┌────────
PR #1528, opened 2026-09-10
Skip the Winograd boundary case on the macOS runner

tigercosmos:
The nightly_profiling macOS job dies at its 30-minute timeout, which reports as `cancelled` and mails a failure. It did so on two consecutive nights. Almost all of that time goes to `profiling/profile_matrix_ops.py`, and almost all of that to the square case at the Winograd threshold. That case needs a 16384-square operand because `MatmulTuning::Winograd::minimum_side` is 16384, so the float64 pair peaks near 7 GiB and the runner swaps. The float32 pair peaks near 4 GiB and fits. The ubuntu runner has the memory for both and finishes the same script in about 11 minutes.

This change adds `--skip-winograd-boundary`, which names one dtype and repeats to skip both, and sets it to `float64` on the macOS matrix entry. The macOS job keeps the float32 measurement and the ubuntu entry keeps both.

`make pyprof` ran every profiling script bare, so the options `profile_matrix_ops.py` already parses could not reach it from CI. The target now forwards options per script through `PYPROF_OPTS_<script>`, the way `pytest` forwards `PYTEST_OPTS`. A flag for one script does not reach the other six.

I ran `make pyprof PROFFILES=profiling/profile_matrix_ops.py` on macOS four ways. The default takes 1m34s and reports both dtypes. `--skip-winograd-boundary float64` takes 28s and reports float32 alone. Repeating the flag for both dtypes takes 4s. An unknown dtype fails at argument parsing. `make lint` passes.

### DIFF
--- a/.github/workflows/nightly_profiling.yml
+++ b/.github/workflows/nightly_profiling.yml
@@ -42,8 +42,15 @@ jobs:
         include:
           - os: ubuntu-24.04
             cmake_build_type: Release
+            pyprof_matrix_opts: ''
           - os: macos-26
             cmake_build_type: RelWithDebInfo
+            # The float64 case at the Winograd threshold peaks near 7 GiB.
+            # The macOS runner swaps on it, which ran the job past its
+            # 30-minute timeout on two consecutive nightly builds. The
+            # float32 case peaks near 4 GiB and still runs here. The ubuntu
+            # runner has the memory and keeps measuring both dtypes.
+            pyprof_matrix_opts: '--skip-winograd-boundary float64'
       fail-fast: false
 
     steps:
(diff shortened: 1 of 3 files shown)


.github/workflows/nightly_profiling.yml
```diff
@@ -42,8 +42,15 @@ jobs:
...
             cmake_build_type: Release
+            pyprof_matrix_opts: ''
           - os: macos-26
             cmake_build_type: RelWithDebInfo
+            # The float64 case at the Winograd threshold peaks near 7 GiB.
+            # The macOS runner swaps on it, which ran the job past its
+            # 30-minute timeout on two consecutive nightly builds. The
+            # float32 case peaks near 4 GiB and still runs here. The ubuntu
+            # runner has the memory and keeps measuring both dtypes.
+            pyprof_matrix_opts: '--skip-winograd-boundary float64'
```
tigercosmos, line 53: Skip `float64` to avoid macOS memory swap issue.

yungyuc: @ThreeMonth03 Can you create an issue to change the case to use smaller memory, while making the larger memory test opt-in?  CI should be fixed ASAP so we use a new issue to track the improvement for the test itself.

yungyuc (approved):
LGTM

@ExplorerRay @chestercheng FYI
└────────
┌────────
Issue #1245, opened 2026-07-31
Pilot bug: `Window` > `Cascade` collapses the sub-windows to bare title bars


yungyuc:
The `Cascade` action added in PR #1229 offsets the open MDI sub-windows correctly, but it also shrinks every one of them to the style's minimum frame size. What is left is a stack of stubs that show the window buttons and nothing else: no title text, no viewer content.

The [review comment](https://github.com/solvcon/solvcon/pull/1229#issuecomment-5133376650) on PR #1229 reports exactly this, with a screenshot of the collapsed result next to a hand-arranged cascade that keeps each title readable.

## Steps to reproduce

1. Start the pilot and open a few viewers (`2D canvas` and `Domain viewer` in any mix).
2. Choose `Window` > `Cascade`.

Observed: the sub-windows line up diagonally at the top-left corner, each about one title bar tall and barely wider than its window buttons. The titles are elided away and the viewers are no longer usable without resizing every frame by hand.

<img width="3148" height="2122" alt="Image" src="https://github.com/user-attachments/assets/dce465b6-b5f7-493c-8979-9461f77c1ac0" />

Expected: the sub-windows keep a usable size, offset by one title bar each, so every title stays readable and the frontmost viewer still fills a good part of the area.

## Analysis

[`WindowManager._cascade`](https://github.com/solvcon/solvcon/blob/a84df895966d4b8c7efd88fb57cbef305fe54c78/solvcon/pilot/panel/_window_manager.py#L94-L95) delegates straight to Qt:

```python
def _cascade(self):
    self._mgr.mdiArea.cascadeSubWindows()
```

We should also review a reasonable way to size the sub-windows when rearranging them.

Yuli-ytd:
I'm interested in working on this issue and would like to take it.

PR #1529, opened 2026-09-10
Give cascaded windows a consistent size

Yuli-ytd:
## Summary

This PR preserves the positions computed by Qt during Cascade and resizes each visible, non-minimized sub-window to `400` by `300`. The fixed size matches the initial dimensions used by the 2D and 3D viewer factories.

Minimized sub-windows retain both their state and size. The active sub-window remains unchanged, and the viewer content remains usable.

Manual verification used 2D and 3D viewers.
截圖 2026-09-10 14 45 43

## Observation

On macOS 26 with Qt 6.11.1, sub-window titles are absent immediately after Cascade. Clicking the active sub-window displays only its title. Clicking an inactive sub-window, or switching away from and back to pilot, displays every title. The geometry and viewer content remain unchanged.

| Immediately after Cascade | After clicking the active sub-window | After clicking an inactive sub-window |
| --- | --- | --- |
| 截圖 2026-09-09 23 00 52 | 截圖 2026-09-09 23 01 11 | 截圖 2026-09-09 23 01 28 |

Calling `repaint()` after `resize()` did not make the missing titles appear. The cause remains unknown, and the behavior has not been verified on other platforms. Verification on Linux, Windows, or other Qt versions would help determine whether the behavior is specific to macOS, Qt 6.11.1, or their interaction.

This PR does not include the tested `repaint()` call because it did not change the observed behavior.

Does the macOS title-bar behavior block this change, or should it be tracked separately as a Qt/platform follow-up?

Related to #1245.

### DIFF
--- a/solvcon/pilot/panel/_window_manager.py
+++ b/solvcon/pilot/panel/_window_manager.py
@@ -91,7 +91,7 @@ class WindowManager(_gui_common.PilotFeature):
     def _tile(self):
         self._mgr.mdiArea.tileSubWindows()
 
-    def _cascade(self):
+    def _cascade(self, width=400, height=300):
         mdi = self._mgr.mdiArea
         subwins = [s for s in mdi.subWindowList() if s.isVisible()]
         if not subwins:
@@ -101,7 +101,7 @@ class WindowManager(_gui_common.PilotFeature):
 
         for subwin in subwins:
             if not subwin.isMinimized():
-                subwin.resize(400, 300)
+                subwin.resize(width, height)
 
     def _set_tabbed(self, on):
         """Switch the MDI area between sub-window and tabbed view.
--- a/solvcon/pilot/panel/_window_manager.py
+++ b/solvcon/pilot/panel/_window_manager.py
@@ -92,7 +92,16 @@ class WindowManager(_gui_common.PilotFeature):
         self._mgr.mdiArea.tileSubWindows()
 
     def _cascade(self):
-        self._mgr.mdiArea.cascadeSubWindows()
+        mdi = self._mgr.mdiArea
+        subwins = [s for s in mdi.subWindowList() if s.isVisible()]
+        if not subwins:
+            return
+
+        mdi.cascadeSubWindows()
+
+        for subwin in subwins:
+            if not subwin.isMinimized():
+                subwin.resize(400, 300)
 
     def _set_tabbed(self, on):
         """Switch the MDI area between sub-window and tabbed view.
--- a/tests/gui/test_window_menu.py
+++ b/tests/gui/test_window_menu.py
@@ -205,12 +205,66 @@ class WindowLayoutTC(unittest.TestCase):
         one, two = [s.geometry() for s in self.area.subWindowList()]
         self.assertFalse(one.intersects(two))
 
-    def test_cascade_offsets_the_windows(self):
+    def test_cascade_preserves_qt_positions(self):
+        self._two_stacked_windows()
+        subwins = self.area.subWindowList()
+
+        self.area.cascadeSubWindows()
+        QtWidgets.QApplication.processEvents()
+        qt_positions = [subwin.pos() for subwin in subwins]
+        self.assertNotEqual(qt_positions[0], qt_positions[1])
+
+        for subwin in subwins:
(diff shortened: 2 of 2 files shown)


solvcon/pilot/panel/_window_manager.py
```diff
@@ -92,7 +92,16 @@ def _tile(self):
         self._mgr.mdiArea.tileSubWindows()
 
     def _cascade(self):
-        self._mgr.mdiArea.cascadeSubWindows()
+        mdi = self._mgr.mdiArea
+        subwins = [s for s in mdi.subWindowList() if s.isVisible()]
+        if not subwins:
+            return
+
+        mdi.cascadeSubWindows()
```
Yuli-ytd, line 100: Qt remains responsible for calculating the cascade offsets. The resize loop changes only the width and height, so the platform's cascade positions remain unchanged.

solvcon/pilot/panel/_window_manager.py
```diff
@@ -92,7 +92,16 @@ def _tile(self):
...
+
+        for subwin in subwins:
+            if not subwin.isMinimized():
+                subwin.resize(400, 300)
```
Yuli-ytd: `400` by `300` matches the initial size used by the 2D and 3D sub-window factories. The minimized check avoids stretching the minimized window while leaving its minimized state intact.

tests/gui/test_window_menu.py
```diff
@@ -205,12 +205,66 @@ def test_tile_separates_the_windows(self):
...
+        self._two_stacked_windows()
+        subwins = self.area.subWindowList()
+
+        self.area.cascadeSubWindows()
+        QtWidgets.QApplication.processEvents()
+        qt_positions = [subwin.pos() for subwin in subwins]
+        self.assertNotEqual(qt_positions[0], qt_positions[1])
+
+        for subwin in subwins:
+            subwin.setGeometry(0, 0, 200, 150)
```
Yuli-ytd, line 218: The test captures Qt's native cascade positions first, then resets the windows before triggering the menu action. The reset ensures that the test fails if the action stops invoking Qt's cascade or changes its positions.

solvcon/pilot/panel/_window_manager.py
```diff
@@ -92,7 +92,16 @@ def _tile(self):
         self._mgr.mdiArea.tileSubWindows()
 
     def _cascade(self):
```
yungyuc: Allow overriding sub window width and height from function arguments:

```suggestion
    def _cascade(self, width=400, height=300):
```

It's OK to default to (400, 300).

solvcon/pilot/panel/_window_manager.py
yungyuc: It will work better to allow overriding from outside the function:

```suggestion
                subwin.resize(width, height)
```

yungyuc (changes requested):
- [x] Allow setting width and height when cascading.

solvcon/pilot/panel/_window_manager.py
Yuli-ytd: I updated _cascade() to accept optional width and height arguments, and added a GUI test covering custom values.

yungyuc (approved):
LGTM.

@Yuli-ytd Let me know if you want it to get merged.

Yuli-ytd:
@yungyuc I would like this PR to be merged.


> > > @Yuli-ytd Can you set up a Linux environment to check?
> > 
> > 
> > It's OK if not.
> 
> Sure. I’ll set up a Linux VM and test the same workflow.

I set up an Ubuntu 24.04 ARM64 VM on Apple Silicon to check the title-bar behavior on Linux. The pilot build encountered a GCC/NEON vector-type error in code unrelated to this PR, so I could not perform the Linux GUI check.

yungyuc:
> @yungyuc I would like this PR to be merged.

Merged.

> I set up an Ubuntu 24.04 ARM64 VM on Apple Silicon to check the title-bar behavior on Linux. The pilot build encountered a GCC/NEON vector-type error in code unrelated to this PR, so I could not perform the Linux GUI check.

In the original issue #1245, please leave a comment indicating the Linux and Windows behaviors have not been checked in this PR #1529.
└────────
**What to work on**
A word-for-word copy of the lines above from the one with "PR #1528, opened 2026-09-10" through the one with "This change adds", inclusive, is the only output wanted.

**Reply to the task**
PR #1528, opened 2026-09-10
Skip the Winograd boundary case on the macOS runner

tigercosmos:
The nightly_profiling macOS job dies at its 30-minute timeout, which reports as `cancelled` and mails a failure. It did so on two consecutive nights. Almost all of that time goes to `profiling/profile_matrix_ops.py`, and almost all of that to the square case at the Winograd threshold. That case needs a 16384-square operand because `MatmulTuning::Winograd::minimum_side` is 16384, so the float64 pair peaks near 7 GiB and the runner swaps. The float32 pair peaks near 4 GiB and fits. The ubuntu runner has the memory for both and finishes the same script in about 11 minutes.

This change adds `--skip-winograd-boundary`, which names one dtype and repeats to skip both, and sets it to `float64` on the macOS matrix entry. The macOS job keeps the float32 measurement and the ubuntu entry keeps both.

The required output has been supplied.